Mut zur Kunst, Mut zur Umsetzung! Marco Spitzar gibt Einblicke und ermuntert dazu durchzuhalten, wenn's auch nicht immer ganz leicht ist.
Mut zur Kunst, Mut zur Umsetzung! Marco Spitzar gibt Einblicke und ermuntert dazu durchzuhalten, wenn's auch nicht immer ganz leicht ist. ©Marco Spitzar
Bregenz am 2. Dezember: „Wie viele UHU-Flaschen brauchen Sie denn im Monat, Herr Spitzar?“ Ja, das ist eine gute Frage, sind schon ein paar (lacht).
Kunsterlebnis und Workshop für Bregenzer Schüler:innen

Diese und manch andere Frage stellten Schüler:innen beim Kunst-Workshop mit Marco Spitzar

An diesem Freitag folgten über 60 Schülern:innen der Einladung von Marco Spitzar zum UHU-Klebekunst-Workshop in die Sylvia Janschek Art Gallery. Es ging dabei um ein haptisches Erleben und das Ausprobieren neuer Techniken mit UHU-die flinke Flasche, in Verbindung mit Wachskreide, Holz- und Buntstiften. Auch mit Collagen und Materialien aus Hochglanzmagazinen wurde gearbeitet. Jede:r Teilnhemer:in durfte sich ganz nach eigenem Können und Wollen ausdrücken, ein schönes freies Werken.

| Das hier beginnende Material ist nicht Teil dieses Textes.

Issue #4087, opened 2022-02-01
[BUG] image tick positions drifting/ misplaced


sefffal:
## Details
Tick positions for images are not placed correctly, at least with GR. The first pixel has a tick on the left, but the last pixel has it's tick on the right.  Between them, the ticks transition from one side of the pixels to the other.

First, here is a plot using heatmap that has the correct pixel locations:
```julia
heatmap(randn(10,15),ticks=1:15,color=:grey)
```
![image](https://user-images.githubusercontent.com/7330605/152051838-935a7ac2-ed3a-403f-a874-951ba0fb8639.png)

And an image series that does not:
```julia
plot(Gray.(randn(10,15)),ticks=1:15)
```
![image](https://user-images.githubusercontent.com/7330605/152051897-4de06a12-54ac-43b6-bee8-3bac2fa19a32.png)

Finally, here is an image of the same code using plotly thanks to @BioTurboNick where everything works as expected:
![image](https://user-images.githubusercontent.com/7330605/152052310-b86f8042-64e1-4679-bac3-cccc5c538f7f.png)

I came across this while working on AstroImages.jl. For us, getting ticks in the right portion of the pixel is important.
Happy to look into this myself if someone can point me in the right direction.

Thanks!

### Backends

This bug occurs on ( insert `x` below )

Backend      | yes | no  | untested
-------------|-----|-----|---------
gr (default) |  x   |     |
pyplot       |     |     | x
plotlyjs     |     | x    |
pgfplotsx    |     |     | x
unicodeplots |     |     | x
inspectdr    |     |     |x
gaston       |     |     |x

### Versions

Plots.jl version: v1.25.4
Backend  version (`]st -m <backend(s)>`): GR v0.63.1
Output of `versioninfo()`:
Julia Version 1.7.1
Commit ac5cc99908 (2021-12-22 19:35 UTC)
Platform Info:
  OS: macOS (x86_64-apple-darwin19.5.0)
  CPU: Intel(R) Core(TM) i5-8259U CPU @ 2.30GHz
  WORD_SIZE: 64
  LIBM: libopenlibm
  LLVM: libLLVM-12.0.1 (ORCJIT, skylake)
Environment:
  JULIA_EDITOR = code
  JULIA_NUM_THREADS = 4

BeastyBlacksmith:
Probably plotly is using the Plots recipe to use a heatmap for images, while GR has a dedicated implementation

t-bltg:
[...]

PR #4088, opened 2022-02-02
Fix img axes

t-bltg:
Fix https://github.com/JuliaPlots/Plots.jl/issues/4087.

```julia
using Plots

png(plot(Gray.(randn(10,15))), "foo")
```
foo

### DIFF
--- a/src/axes.jl
+++ b/src/axes.jl
@@ -677,7 +677,6 @@ end
 # we return (continuous_value, discrete_index)
 function discrete_value!(axis::Axis, dv)
     cv_idx = get(axis[:discrete_map], dv, -1)
-    # @show axis[:discrete_map], axis[:discrete_values], dv
     if cv_idx == -1
         ex = axis[:extrema]
         cv = NaNMath.max(0.5, ex.emax + 1.0)
--- a/src/examples.jl
+++ b/src/examples.jl
@@ -849,7 +849,6 @@ const _examples = PlotExample[
         [
             quote
                 begin
-                    using Plots
                     default(
                         titlefont = (20, "times"),
                         legendfontsize = 18,
@@ -1071,7 +1070,6 @@ const _examples = PlotExample[
         "",
         [
             quote
-                using Plots
                 using TestImages
                 img = testimage("lighthouse")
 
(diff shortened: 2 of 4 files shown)


t-bltg:
@sefffal, I assumed that the labels will suit you, the alternatives are.

- label vertices 0:15 (chosen here)
- labels vertices 1:16
- labels cells 1:15

Labelling `n` cells centers is strictly equivalent to labelling `n+1` vertices, so this was the easiest fix. But if that doesn't suit you, we should find a way to label cell centers as with plotly(to me this is only a matter of personal taste), if that's even possible (not sure it's doable easily).

sefffal:
Thanks @t-bltg for looking at this!
My preference would definitely be to label the cell centres, 1:15. At least for most applications in astronomy we like to think of the indices as pointing to the centres of the pixels.
But if there is another convention that is more widely used, I can work around whatever you choose. Thank you!

t-bltg:
Thanks for your reply.

What we could do right now is fix the current which is obviously wrong with `0:15`, but keep https://github.com/JuliaPlots/Plots.jl/issues/4087 opened until someone finds a more decent solution or a hack for centering ticks.

t-bltg:
@BeastyBlacksmith, whats is your opinion on this ? There is no point opening a PR in https://github.com/JuliaPlots/PlotReferenceImages.jl if this is not the fix which is going to get in.

sefffal:
A second reason to prefer labeling cells starting at 1 is that it matches nicely with Julia indexing. For example, you can access the cell at position 1,1 just by accessing `arr[1,1]`. Since Julia uses 1 based indexing I think this is more natural.

As an aside, how does this work for heatmaps? Can the tick positioning code from there be used for images as well?

t-bltg:
> As an aside, how does this work for heatmaps? Can the tick positioning code from there be used for images as well?

Looks like heatmap is centered at least for `GR`: https://docs.juliaplots.org/stable/generated/gr/#gr-ref43

BeastyBlacksmith:
I think we should make this consistent with heatmap

t-bltg:
```julia
using Plots
img = randn(10, 15)
png(plot(Gray.(img), xticks=1:15, yticks=1:10), "foo")
```

hm_img_2

@sefffal, @BeastyBlacksmith, ok now ?

sefffal:
Beautiful!

PR #4097, opened 2022-02-08
UnicodePlots: add more `extra_kwargs`

t-bltg:
After discussion on slack with @AlexisRenchon.

### DIFF
--- a/src/backends/unicodeplots.jl
+++ b/src/backends/unicodeplots.jl
@@ -73,6 +73,8 @@ function unicodeplots_rebuild(plt::Plot{UnicodePlotsBackend})
         blend &= !(quiver || contour)
 
         plot_3d && (xlim = ylim = (0, 0))  # determined using projection
+        azimuth, elevation = sp[:camera]  # PyPlot: azimuth = -60 & elevation = 30
+        projection = plot_3d ? get(sp[:extra_kwargs], :projection, :orthographic) : nothing
 
         kw = (
             compact = true,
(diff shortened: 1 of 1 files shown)


t-bltg:
@AlexisRenchon, the `extra_kwargs` syntax is a bit odd, this is how it works in `Plots`:
```julia
surface(
  -8:.5:8, -8:.5:8, (x, y) -> 15sinc(√(x^2 + y^2) / π),
  camera = (30, 30),
  extra_kwargs = Dict(:subplot => (; up = :mx, border=:bold), :series => (; colormap=:jet, lines=true))
)
```

You can try out `] dev https://github.com/JuliaPlots/Plots.jl`.

src/backends/unicodeplots.jl
```diff
@@ -184,13 +185,16 @@ function addUnicodeSeries!(
         end
     elseif st in (:surface, :wireframe)  # 3D
         colormap = get(series[:extra_kwargs], :colormap, :none)
```
BeastyBlacksmith, line 187: why do you need an extra keyword for that instead of using `get_colorgradient(series)` ?

src/backends/unicodeplots.jl
```diff
@@ -184,13 +185,16 @@ function addUnicodeSeries!(
...
+        lines = get(series[:extra_kwargs], :lines, st === :wireframe)
+        zscale = get(series[:extra_kwargs], :zscale, :identity)
```
BeastyBlacksmith, line 189: Same here, we have `sp[:zaxis][:scale]` as well as `colorbar_scale` or is it about something else?

src/backends/unicodeplots.jl
t-bltg: Because it would allow to use the colormaps defined in `UnicodePlots` which are not available in `Plots` (and which render better, because they are more suited to ansi 256 color codes (e.g. jet) on a terminal).

PR #4148, opened 2022-03-23
Implement `aspect_ratio = :equal` for 3D Plots

### LINKED ISSUE #1949: aspect_ratio=:equal in 3d plots doesn't always work?
I have been trying to plot spheres but there are cases when the `aspect_ratio=:equal` command just doesn't work, example:
using Plots
```julia
function plotCC(pos, rad, n = 16) # Function to spheres
    u = collect(range(0,stop=2,length=n));
    v = collect(range(0,stop=1,length=n));
    x = pos * ones(n) * ones(n)' + rad * cospi.(u) * sinpi.(v)';
    y = rad * sinpi.(u) * sinpi.(v)';
    z = rad * repeat(cospi.(v)',outer=[n, 1])
    surface!(x,y,z, aspect_ratio=:equal)
end
plotlyjs(dpi=1500)
x = -15:0.1:10
y = -2:0.1:2
plot(x,y,(x,y) -> sin(x)*cos(y)*0.5, linetype=:surface, aspect_ratio=:equal, color=:magma)
plotCC(1,2,32)
plotCC(-15,3,32)
gui()
```

which will give me this:
no_AspectRatio

but if I plot the second sphere with `rad=5` then this is the result:
AspectRatio

Is this some kind of limitation of Plots.jl ? It looks like it is deciding not to do `aspect_ratio=:equal` just because the data is too stretched, but I need to plot it with equally scaled axis (or the spheres won't look like it). Any advise?

BeastyBlacksmith:
I started this some time ago with @rafael-guerra-www and got it wrapped up now.

Fix #1949


BeastyBlacksmith:
One issue here is that this doesn't work for backends that don't use a square box for 3D Plots like pgfplotsx.

lmiq:
Any chance of merging this soon? Anything that has to be done?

„Hier geht es zu wie in einem Bienenstock!“, lacht Galeristin Sylvia Janschek und zeigt sich von den motivierten und freundlichen jungen Besucher:innen begeisterst. Die jugendlichen Künstler:innen im Alter von 13 bis 15 Jahren gaben sich im 2-Stunden-Takt förmlich gegenseitig die Galerie-Tür-Klinke in die Hand. Dies über den ganzen Tag hinweg. Gestartet wurde am Vormittag pünktlich um 10 Uhr, als die erste Schulklasse mit über 20 Jugendlichen, bestehend aus der ersten Oberstufe des BG Blumenstraße, mit ihrem Kunstlehrer, Herrn Daniel Rendón, in der Galerie eintrafen. Gleich darauf folgten weitere 23 Schüler:innen des Kreativzweigs der Unterstufe, ebenfalls mit Herrn Rendón, welchem sehr wenig Zeit für den Wechsel blieb und der somit an diesem Freitag eine sportliche Hochleistung vollbrachte.

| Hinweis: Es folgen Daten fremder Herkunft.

PR #4155, opened 2022-03-26
Improve coverage

t-bltg:
Add more unit tests (`+15%` coverage).

Something we should have done a long time ago ...

### DIFF
--- a/src/examples.jl
+++ b/src/examples.jl
@@ -169,7 +169,7 @@ const _examples = PlotExample[
         )],
     ),
     PlotExample( # 9
-        "",
+        "Build plot in pieces (continued)",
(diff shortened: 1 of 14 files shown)


src/examples.jl
```diff
@@ -169,7 +169,7 @@ const _examples = PlotExample[
         )],
     ),
     PlotExample( # 9
-        "",
+        "Build plot in pieces (continued)",
```
BeastyBlacksmith, line 172: Those headers will make this extra cards, I don't think there is much benefit to that

t-bltg: I didnt think of that, you're right.

PR #4156, opened 2022-03-28
Sort supported args

IanButterworth:
Adds sorting to this tip because the unsorted options are hard to scan.

Screenshot from 2022-03-27 20-02-44

### DIFF
--- a/src/args.jl
+++ b/src/args.jl
@@ -1626,7 +1626,7 @@ function warn_on_unsupported_args(pkg::AbstractBackend, plotattributes)
         for k in sort(collect(_to_warn))
             push!(already_warned, k)
             @warn(
-                "Keyword argument $k not supported with $pkg.  Choose from: $(sort(collect(supported_attrs(pkg))))"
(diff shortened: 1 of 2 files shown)


src/args.jl
```diff
@@ -1626,7 +1626,7 @@ function warn_on_unsupported_args(pkg::AbstractBackend, plotattributes)
         for k in sort(collect(_to_warn))
             push!(already_warned, k)
             @warn(
-                "Keyword argument $k not supported with $pkg.  Choose from: $(supported_attrs(pkg))"
+                "Keyword argument $k not supported with $pkg.  Choose from: $(sort(collect(supported_attrs(pkg))))"
```
IanButterworth, line 1629: Maybe it doesn't need the type info for the string array, so join as a single string?
```suggestion
                "Keyword argument $k not supported with $pkg.  Choose from: $(join(sort(collect(supported_attrs(pkg))), ", "))"
```

BeastyBlacksmith:
I think `supported_attrs` could already return the sorted vector

PR #4168, opened 2022-04-04
backends: fix Main.Plots dependency

fonsp:
I did not test this code, but this should fix https://github.com/fonsp/Pluto.jl/issues/1982


t-bltg:
Thanks !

Um den Schüler:innen den Einstieg in die Kunstwelt zu erleichtern und schon die ersten kreativen Momente zu erleben, gab es gleich zu Beginn ein anspruchsvolles Bildersuchen. Dafür durfte jeweils ein Kärtchen mit einem Titel gezogen werden. Mit der Frage: „Welches Bild könnte nun zu diesem Titel passen?“, machten sich die jungen Teilnehmer:innen sogleich auf die Suche. Da Spitzar aber so gut wie in all seinen Werken einen leicht ironischen Kunstzugang wählt, gleichzeitig aber mit starkem Bezug zur Kunstgeschichte arbeitet, war das keine einfache Aufgabe.

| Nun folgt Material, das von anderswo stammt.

PR #4172, opened 2022-04-05
Merge `extra_kwargs` in plotly series

antholzer:
Also merge `extra_kwargs` dict of series to `plotattributes_out` since at the moment this is only done in `plotly_layout`.

At the moment it is not possible to add e.g. [customdata](https://plotly.com/javascript/reference/scatter/#scatter-customdata) information to plotly plots without manually manipulating the returns of `plotly_series`.

I just merge all the entries of the `extra_kwargs` dict from the series into the output attributes, but I am not sure if it is alright.

### DIFF
--- a/src/backends/plotly.jl
+++ b/src/backends/plotly.jl
@@ -753,7 +753,8 @@ function plotly_series(plt::Plot, series::Series)
 
     plotly_polar!(plotattributes_out, series)
     plotly_adjust_hover_label!(plotattributes_out, series[:hover])
-    return [plotattributes_out]
+
+    return [merge(plotattributes_out, series[:extra_kwargs])]
 end
 
 function plotly_series_shapes(plt::Plot, series::Series, clims)
@@ -807,7 +808,7 @@ function plotly_series_shapes(plt::Plot, series::Series, clims)
         plotattributes_out[:showlegend] = k == 1 ? should_add_to_legend(series) : false
         plotly_polar!(plotattributes_out, series)
         plotly_adjust_hover_label!(plotattributes_out, _cycle(series[:hover], i))
-        plotattributes_outs[k] = plotattributes_out
+        plotattributes_outs[k] = merge(plotattributes_out, series[:extra_kwargs])
     end
     if series[:fill_z] !== nothing
         push!(plotattributes_outs, plotly_colorbar_hack(series, plotattributes_base, :fill))
@@ -968,6 +969,7 @@ function plotly_series_segments(series::Series, plotattributes_base::KW, x, y, z
         else
             plotattributes_outs[k] = plotattributes_out
         end
+        plotattributes_outs[k] = merge(plotattributes_outs[k], series[:extra_kwargs])
     end
 
     if series[:line_z] !== nothing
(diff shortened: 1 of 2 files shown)


BeastyBlacksmith:
Could you give an example of how you would pass the customdata information now and what the result looks like?

This should also get documented in the backends section of JuliaPlots/PlotDocs.jl

antholzer:
Now I would pass it like
```
customdata = rand(3)
p = scatter([1,2,3], [1,2,3], hover=["a", "b", "c"], 
        extra_kwargs=Dict(:series=>Dict(:customdata=>customdata)))
```
Then `Plots.plotly_series(p)[1][:customdata] == customdata`

Before one would have to manually manipulate the dict returned by `plotly_series` to insert `customdata` which can get complicated when more than one series is present.

Sadly I only now how to use click-events inside Dash. 
Example (with this PR): https://gist.github.com/antholzer/3d6237b4c505d000017cbb93060c9ce3
same example without this PR: https://gist.github.com/antholzer/e19d5ba0270616243331100cee60e06b

BeastyBlacksmith:
> In the following example the number of elements of `customdata` should be the same as the number of series (unless I made a mistake), but this is not the case (see line 43).

 [This line](https://gist.github.com/antholzer/4095cff82bf2755ebe8ea39bfb8ab792#file-plot_example-jl-L23) is appending nothing since that range is going from 1:0, as far as I can see.
 
 Since you opened this as a draft PR, what do you intend to change until this gets ready?

antholzer:
Yes the plots with fill create more series in plotly. However, even when getting the length correct, the ordering is not the same, since the plotly series are ordered w.r.t. the subplots first.

I think this PR still has a problem that one can overwrite existing values by passing `extra_kwargs` e.g. with

`scatter(1:5, label="a", extra_kwargs=Dict(:series=>Dict(:customdata => [1,2,3], :name=>nothing)))`

we overwrite the existing label. Just passing it as extra keywords should already work without a problem.
So what I plan to do is restrict it to `:customdata`.

`scatter( ...; customdata = customdata)` should only work with this PR, right?

BeastyBlacksmith:
> we overwrite the existing label. Just passing it as extra keywords should already work without a problem. So what I plan to do is restrict it to `:customdata`.

I think having a general mechamism to add extra_keywords would be very nice. This is also how it was implemented in the PGFPlotsX backend in #2200.
Of course, its possible to overwrite things, but I expect users using the extra_keywords mechanism to be somewhat experiencend and know what they do. We could add a note to the Documentation though.

However adding some tests, would be a good idea.

> `scatter( ...; customdata = customdata)` should only work with this PR, right?
Thats correct.

antholzer:
I added a similar mechanism than in https://github.com/JuliaPlots/Plots.jl/pull/2200 not sure if it is what you had in mind.

I also added some simple tests.

If it is ok, I will make a pull request to add a description on how to pass extra keywords to the series to the documentation.

BeastyBlacksmith:
That looks fine from my point of view. If you rebase this on master and resolve any remaining conflicts, you can mark this as ready for review.

Don't hesitate to ping me, if you need help with that.

antholzer:
@BeastyBlacksmith I resolved the conflict and squashed it to a single commit.

BeastyBlacksmith:
Thanks!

Zum Glück halfen alle mit, selbst Organisatorin Marion Morik (Büro Dialog) und die Galeristin selbst, kamem zum Handkuss und halfen beim Suchen. Danach durften die Schüler:innen ihren Platz einnehmen und lauschten gespannt den Erzählungen des Kunstschaffenden, der sich im Anschluss noch Zeit für gemeinsame Überlegungen nahm und meinte: „Die stellen richtig gute Fragen!“. Spitzar betonte danach, dass es sehr beeindruckend wäre, worüber die jungen Leute nachdenken würden.

Es entstanden auch berührende Momente, da mach eine:r der jugendlichen Workshopteilnhemer:innen sich den Rat der Kunstvermittlerin Elvira Flora zu Herzen nahm und bewusst eigene Sorgen und Ängste in die Arbeit einfließen ließ. So entstanden unter Anleitung des Kunstschaffenden Spitzar und Kunstvermittlerin Elvira Flora vom Vorarlberg Museum, die über den ganzen Tag hinweg tatkräftig unterstützte, beeindruckende und sehr unterschiedliche Werke. Diese liegen derzeit zum Trocknen im Schaufenster der Galerie und können jederzeit auch von außen besichtigt werden.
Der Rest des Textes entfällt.